■ **Your objective**
With the string "super" as the filter, copy each matching line from the records.

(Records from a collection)
Content starts
PR #180, opened 2020-10-14
Configure application views with application inflector

timriley:
Configure all views inside an Hanami application with the application's own inflector. This provides consistent inflections inside the view layer.

To do this:

1. Create an `Hanami::View::ApplicationConfiguration`, to provide the application-level `Application.config.views` configuration object, just like we already do for `Application.config.actions`
2. Hide the standard view `inflector` setting so that a separate inflector cannot be configured for views
3. Then pass the application-level inflector instead when setting up any `ApplicationView`

This PR relies upon and will be merged with https://github.com/hanami/hanami/pull/1081.

### DIFF
--- a/lib/hanami/view/application_configuration.rb
+++ b/lib/hanami/view/application_configuration.rb
@@ -1,0 +1,60 @@
+# frozen_string_literal: true
+
+require_relative "../view"
+
+module Hanami
+  class View
+    class ApplicationConfiguration
+      def initialize
+        @base_config = View.config.dup
+
+        configure_defaults
+      end
+
+      # Returns the list of available settings
+      #
+      # @return [Set]
+      #
+      # @since 2.0.0
+      # @api private
+      def settings
+        View.settings - NON_FORWARDABLE_METHODS
+      end
+
+      private
+
+      attr_reader :base_config
+
+      def configure_defaults
+        self.paths = ["web/templates"]
+        self.template_inference_base = "views"
+        self.layout = "application"
+      end
+
+      # An inflector for views is not configurable via `config.views.inflector` on an
+      # `Hanami::Application`. The application-wide inflector is already configurable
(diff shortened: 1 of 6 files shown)


timriley:
[Configure application views with application inflector](https://trello.com/c/jJqElBmm/77-configure-application-views-with-application-inflector)

lib/hanami/view/application_configuration.rb
```diff
@@ -0,0 +1,60 @@
...
+      # `Hanami::Application`. The application-wide inflector is already configurable
+      # there as `config.inflector` and will be used as the default inflector for views.
+      #
+      # A custom inflector may still be provided in an `Hanami::View` subclass, via
+      # `config.inflector=`.
+      NON_FORWARDABLE_METHODS = [:inflector, :inflector=].freeze
+      private_constant :NON_FORWARDABLE_METHODS
+
+      def method_missing(name, *args, &block)
+        return super if NON_FORWARDABLE_METHODS.include?(name)
```
jodosha, line 44: @timriley Probably this `return` is redundant because calling `super` will raise a `NoMethodError` exception, which is what we're looking for.

jodosha (approved):

lib/hanami/view/application_configuration.rb
timriley: @jodosha Do you mean the `super` in the else branch? As far as I see it, we still need this guard clause up top because `base_config` _does_ respond to `inflector` and `inflector=`, but in this case we do _not_ want to forward those methods, because we're hiding them in this context.

Does that make sense?

timriley: Since you've ticked this PR, I'm going to merge this now anyway, but happy to tweak this particular bit after further discussion :)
Content ends
■ **Exercise response**
+        return super if NON_FORWARDABLE_METHODS.include?(name)
jodosha, line 44: @timriley Probably this `return` is redundant because calling `super` will raise a `NoMethodError` exception, which is what we're looking for.
timriley: @jodosha Do you mean the `super` in the else branch? As far as I see it, we still need this guard clause up top because `base_config` _does_ respond to `inflector` and `inflector=`, but in this case we do _not_ want to forward those methods, because we're hiding them in this context.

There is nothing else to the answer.